- Ungar-Too Location within Uzbekistan Ungar-Too Location within Kyrgyzstan

Highest point
- Elevation: 1,956 m (6,417 ft)
- Coordinates: 41°26′9″N 71°43′49″E﻿ / ﻿41.43583°N 71.73028°E

Geography
- Location: Jalal-Abad Region, Kyrgyzstan Namangan Region Uzbekistan

= Ungar-Too =

Mountain on the Kyrgyz-Uzbek border

The Ungar-Too (also: Ungar-Tepe) is a mountain located on the Kyrgyzstan–Uzbekistan border, which has been a cause of tension between the two countries.

==Development==
There is an important relay station on the mountain, which is of great importance for Kyrgyz telecommunications service providers. Overall, development of the Ungar-Too mountain is limited to six antenna masts and a few smaller buildings.

==Border dispute==
As a result of the Soviet demarcation in Central Asia, which hardly corresponds to ethnic and cultural borders, there are border disputes in many places in the region. These keep causing tension between Uzbekistan and Kyrgyzstan, most recently in 2016 when a conflict sparked, among other things, over the question of who the Ungar-Too belonged to.

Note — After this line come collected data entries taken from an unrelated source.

PR #153, opened 2021-06-17
Update Rails middleware to get status code even on raised error

lirossarvet:
Relates to #123! :D 

This came about, yet again, from a Pollinators conversation that inspired me to rethink this. Creating an overrideable `call_with_hook` allows Rails to do something _special_ to pull the status code and add package (controllers, routers, etc...) info even on error then bubble the error back up to the rack middleware to handle it as it always has been.


lib/honeycomb/integrations/rails.rb
```diff
@@ -89,6 +89,18 @@ class Middleware
...
+      def call_with_hook(env, span, &add_field)
+        super
+      rescue => e
+        wrapped = ActionDispatch::ExceptionWrapper.new(nil, e)
+
+        span.add_field "response.status_code", wrapped.status_code
+
+        raise e
+      ensure
+        add_package_information(env, &add_field)
```
martin308, line 102: maybe this should be a block passed into `call_with_hook`? Then we won't need to replicate the remainder of the above method

martin308 (commented):
A couple of lint errors to fix up but looks pretty straight forward to resolve. 

One suggestion on the `call_with_hook` rails implementation.

This seems like a reasonable solution to both backwards compatibility and doing the right thing though. Assuming all the tests pass.

Will leave the final stamp to someone on @honeycombio/integrations-team

lib/honeycomb/integrations/rails.rb
lirossarvet: 🤔 Hm. I'm not entirely sure I follow, can you elaborate a little?

martin308: presumably this ensure block is so that in the event of an exception that this information that is usually added on line 53 of the rack middleware will still be added? If so maybe `call_with_hook` should take a block and call that instead? Small example below

```
status, headers, body = call_with_hook(env, span) do
  add_package_information(env, &add_field)
  ... other things
end


def call_with_hook(env, span)
  super
  rescue => e
  raise e
  ensure
    yield
  end
end
```

lirossarvet: Ah okay, I think I follow now. The `ensure` block is there because adding that info seemed useful regardless of errors being raised. I think doing this in the `Rack` middleware may accomplish the same thing in a more generalized way...

```ruby
begin
  status, headers, body = call_with_hook(env, span, &add_field)
  span.add_field("response.status_code", status)
  span.add_field("response.content_type", headers["Content-Type"])
ensure
  add_package_information(env, &add_field)
  extract_user_information(env, &add_field)
end
```

This avoid the confusion of a thing like `call_with_hook` possibly taking two blocks and/or getting a bit convoluted about when the block is run. The above could also be added to the `Rack#call_with_hook` method rather than adding to `Rack#call` if that seems more fitting. I personally prefer it in `Rack#call` as it's more apparent what's being done. I wouldn't want the base `Rack#call_with_hook` to do anything so keeping those method calls in the main body feels clearer.

martin308: @lirossarvet even better!

lirossarvet: https://github.com/honeycombio/beeline-ruby/pull/153/commits/c512aa1d41ce56d6c6023d5775419865dc9d3eef @martin308 here ya go!

lirossarvet: Tested the `rails_52.gemfile` and `rails_6.gemfile` and they both passed locally at least. Not exhaustive but promising!

martin308: @lirossarvet great! If you fix the couple o lint errors then the CI should be able to run all the tests

lirossarvet: https://github.com/honeycombio/beeline-ruby/pull/153/commits/ec25a14fa6fb7ba1792e29e2f8bd8fe5a7ee4aae

Done! @martin308 thanks so much for the feedback

lirossarvet:
Okay I'm pretty happy tests passed! @martin308 I know the integrations team specifically needs to interview this, but thanks again for your feedback. Let me know if there's anything else I need to do.

lib/honeycomb/integrations/rails.rb
```diff
@@ -89,6 +89,16 @@ class Middleware
       include Rack
       include Warden
       include Rails
+
+      def call_with_hook(env, span, &_add_field)
+        super
+      rescue StandardError => e
+        wrapped = ActionDispatch::ExceptionWrapper.new(nil, e)
+
+        span.add_field "response.status_code", wrapped.status_code
```
lirossarvet, line 98: One final note on this, maybe: there's a *chance* this status code is wrong since a middleware higher in the stack may change it. However, that's always been true given the tracing middleware isn't the first in/last out one.

paulosman (approved):
Thank you!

On 22 August 2016, seven Uzbek security forces landed on the mountain in a helicopter after tensions had developed between the two neighbors due to another territorial issue at the Ortotokoi Dam. During the Uzbek operation, four Kyrgyz workers who were working at the relay station were provisionally arrested. They were charged with staying illegally on Uzbek territory. The Kyrgyz authorities demanded the immediate release of the prisoners and the evacuation of the mountain. Uzbekistan, on the other hand, insisted that the mountain belonged to Uzbek territory, which is also evident from a 2006 agreement made during the tenure of former Kyrgyz President Kurmanbek Bakiyev. The then Kyrgyz President Almazbek Atambayev pointed out that the agreements were concluded under non-transparent conditions and without the approval of parliament.

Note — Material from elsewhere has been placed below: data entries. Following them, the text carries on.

PR #154, opened 2021-06-23
make Rails spec consistent with Honeycomb Railtie initialization

robbkidd:
With #153 merged, this addresses the TODO comments left from adding tests for the events generated from error responses in #132.

Also adds a few more tests for the `error` and `error_details` fields that are the candy-like center of this effort to capture the details of errors in Rails.

### DIFF
--- a/spec/honeycomb/integrations/rails_spec.rb
+++ b/spec/honeycomb/integrations/rails_spec.rb
@@ -37,8 +37,6 @@ if defined?(Honeycomb::Rails)
     let(:client) { Honeycomb::Client.new(configuration: configuration) }
     let(:app) do
       Class.new(Rails::Application).tap do |app|
-        app.config.logger = Logger.new(STDERR)
-        app.config.log_level = :fatal
         app.config.eager_load = false
         app.config.secret_key_base = "3b7cd727ee24e8444053437c36cc66c4"
         app.config.respond_to?(:hosts) && app.config.hosts << "example.org"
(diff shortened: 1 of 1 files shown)


spec/honeycomb/integrations/rails_spec.rb
```diff
@@ -109,38 +108,10 @@ def hello_error
...
-
       before do
         get "/hello_error?honey=bee"
       end
 
-      # TODO: remove these lets when we add shared_examples
-      # because they're declared in
-      let(:event_data) { libhoney_client.events.map(&:data) }
-      let(:event) { event_data.first }
-
```
martin308, line 143: the comment implies this should be replaced with the shared examples but I don't see them being added here

robbkidd: It does imply that! And when I went to add [the shared examples](https://github.com/honeycombio/beeline-ruby/blob/03715e86ec9291c1a27ce0fe0e26d25bacdfde1f/spec/honeycomb/integrations/rails_spec.rb#L72-L80), I found [they were already there](https://github.com/honeycombio/beeline-ruby/blob/03715e86ec9291c1a27ce0fe0e26d25bacdfde1f/spec/honeycomb/integrations/rails_spec.rb#L139-L160).

martin308 (approved):
Looks good. Some tests are failing though as it looks like different rails versions handle this error differently. May need to alter the expectations based on rails versions like we do down here https://github.com/honeycombio/beeline-ruby/blob/main/spec/honeycomb/integrations/rails_spec.rb#L279

robbkidd:
> Some tests are failing though as it looks like different rails versions handle this error differently.

🧐  Indeed. Investigating. Thank you for the pointer to setting different expectations!

robbkidd:
@martin308 You already had a "Rails 5 or greater" in that `describe` context; I just had to open my eye to see it.

PR #155, opened 2021-06-23
CI improvements

robbkidd:
- [x] make the CI job names easier to read
- [x] only install bundler once
-  ~update to using the ["next gen" images](https://circleci.com/docs/2.0/circleci-images/#next-generation-convenience-images) provided by CircleCI~
    - Can't do this easily because Circle doesn't produce next gen images for Ruby 2.2 and 2.3 because of course not, those are old. Using one type of image for old Ruby and another type for newer Ruby would make the matrix complicated, so punting on this as "not low-hanging fruit."
- [x] resolve deprecation warning when using `bundle install --path vendor/bunder`
- [x] add a JUnit formatter to RSpec and have CircleCI store results

Bonus:

- [x] Rails 6.1!


martin308 (approved):
Amazing! The only thing I could think of to make it better would be if the job names included ruby in there to be more explicit like this

- test-faraday_0-ruby_2.7 - Success

robbkidd:
> [Could] the job names included ruby[?]

I had the same thought! I only just figured out how to set the job names while preserving the matrix'd parameters. Which order do you like more?

1. `test-faraday_0-ruby_2.7`
2. `test-ruby_2.7-faraday_0`

robbkidd:
I went with №1 because that's the least change. We can fiddle with display more in the future if we like.

:shipit: 🚀 🍰

PR #160, opened 2021-07-08
Allow backtrace to be sent with errors

lirossarvet:
I often find myself looking for errors and finding something like:

```
NoMethodError: No method `split' on <String#0x00012121212>
```

This is decidedly unhelpful for figuring out where exactly this happened, especially if the specific code isn't instrumented because normally it's trivial. This means the error only bubbles up and exists on the next-nearest parent or, even worse, the root span. By allowing users to configure and provide a limited set of the backtrace, they can get at least the chance for context without finding the error'ed event in Honeycomb then trying to find the same error in their logs to get the backtrace of the location.

While the limited subset _may still_ mean they have to do that, this at least opens the door to providing *just* enough context to find where an error is coming from.


lirossarvet:
Note: this came about from a Slack question and conversation with @robbkidd in Pollinators

lib/honeycomb/client.rb
```diff
@@ -38,6 +38,7 @@ def initialize(configuration:)
         parser_hook: configuration.http_trace_parser_hook,
         propagation_hook: configuration.http_trace_propagation_hook,
       }
+      @error_backtrace_limit = configuration.error_backtrace_limit.to_i
```
lirossarvet, line 41: While the Configuration also does what it can to ensure this is an `Integer` at load/configuration time, it seemed good to just try and convert this here on the safe side.

lib/honeycomb/client.rb
```diff
@@ -47,16 +48,7 @@ def initialize(configuration:)
...
-        Trace.new(serialized_trace: serialized_trace,
-                  builder: libhoney.builder,
-                  context: context,
-                  **@additional_trace_options)
-      else
-        context.current_span.create_child
-      end
-
-      current_span = context.current_span
+      current_span = get_current_span(serialized_trace: serialized_trace)
```
lirossarvet, line 51: Rubocop said this method was too long now, so I just shuffled this "create a Trace if there isn't one, otherwise make a child from the current span" logic into a private method. Let me know if disabling Rubocop here would be preferable.

lib/honeycomb/configuration.rb
```diff
@@ -12,19 +12,25 @@ class Configuration
...
+      @error_backtrace_limit = 0
       @client = nil
     end
 
     def service_name
       @service_name || dataset
     end
 
+    def error_backtrace_limit=(val)
+      @error_backtrace_limit = Integer(val)
```
lirossarvet, line 31: Get a `TypeError` at config time if you set a non-numerical value here rather than waiting until later to either not get your values or something.

lib/honeycomb/client.rb
```diff
@@ -71,6 +63,19 @@ def start_span(name:, serialized_trace: nil, **fields)
       rescue StandardError => e
         current_span.add_field("error", e.class.name)
         current_span.add_field("error_detail", e.message)
+
+        if error_backtrace_limit > 0
+          # Honeycomb by default escapes things like brackets and shows the
+          # unicode sequence. So <main> becomes \u003cmain\u003e. Given the
+          # confusion that could cause in readability, we replace < and > with
+          # a single quote.
+          backtrace = e.backtrace[0...error_backtrace_limit]
```
MikeGoldsmith, line 72: Is it possible to know how many levels the back trace has? If we know the limit is >= number of levels, we will have a complete backtrace not a partial.

MikeGoldsmith (commented):
I think this look great, thank you for the contribution @lirossarvet.

I have one query that would allow us to indicate if we've captured a whole or partial backtrace.

lib/honeycomb/client.rb
robbkidd: It is possible. `e.backtrace` is an array, so `e.backtrace.length` or `.size` would tell us how many levels there are. Are you picturing changing the name of the field being added–`error_backtrace_partial` or `error_backtrace`–based on whether the backtrace length is less than or equal to the limit?

lirossarvet: I'd be more inclined to leave this as the same name no matter what (and maybe just `error_backtrace`) but introduce two additional columns: `error_backtrace_limit` and `error_backtrace_length`. With those two, someone could make a derived column of, like, `error_backtrace_is_complete` or something by doing a quick comparison.

But maybe adding 3 new columns with 1 PR is a bit much.

MikeGoldsmith: @robbkidd and I have just discussed and came to the same conclusion that event fields for the backtrace, length and limit would be better as it would provide consistent field names.

We're like your suggestions of:
```
error_backtrace
error_backtrace_length
error_backtrace_limit
```

If you're happy to update to add them that would great, we can add them.

lirossarvet: I did `error_backtrace_total_length` but am happy to undo that little bit. 

https://github.com/honeycombio/beeline-ruby/pull/160/commits/7d3eb6f187783664db2b8b16f591342162bed203

MikeGoldsmith (approved):
Looks great, thanks for the updates @lirossarvet 👍🏻

lib/honeycomb/client.rb
```diff
@@ -69,8 +61,8 @@ def start_span(name:, serialized_trace: nil, **fields)
       begin
         yield current_span
       rescue StandardError => e
-        current_span.add_field("error", e.class.name)
-        current_span.add_field("error_detail", e.message)
+        add_exception_data(current_span, e)
```
robbkidd, line 64: I see what you did here ... and I like it.

lirossarvet: You can, once again, think Rubocop for making me multi-line these function calls them yelling at me about the method being too long -.-

robbkidd: And you came up with an elegant solution to reconcile the "you should call this exception `e`" cop fighting with our desire for a longer variable name so that the indentation of the method chaining doesn't make our eyes itch. Thank you for the nagging, Rubocop.

lirossarvet:
For anybody who comes looking, this can be setup by setting a new config option `error_backtrace_limit` to some positive integer. I would suggest something like 5 or 7. Most Rails apps are going to have a monstrous backtrace that may cause your event (or an entire batch) to be rejected if you send too much information in it. The goal was to provide enough context you could find where exactly in your span this came from since a span may wrap 3-4 layers of stack flow.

The Uzbek presence on the mountain remained for the time being and was increased to 20 people at the beginning of September 2016. The occupation of the Ungar-Too was also used as leverage in other acute issues, but bilateral negotiations initially remained unsuccessful. The four Kyrgyz workers were held in a police station in Yangikurgan. The diplomatic efforts eventually led to the release of the prisoners and the evacuation of the mountain on 18 September.

In the months to come, the two countries came closer together and a Kyrgyz diplomatic delegation visited Uzbekistan for the first time in several years. In July 2018, an agreement was concluded between the states that clarified some border issues, but the Ungar-Too was not mentioned in it, so that status remains unclear.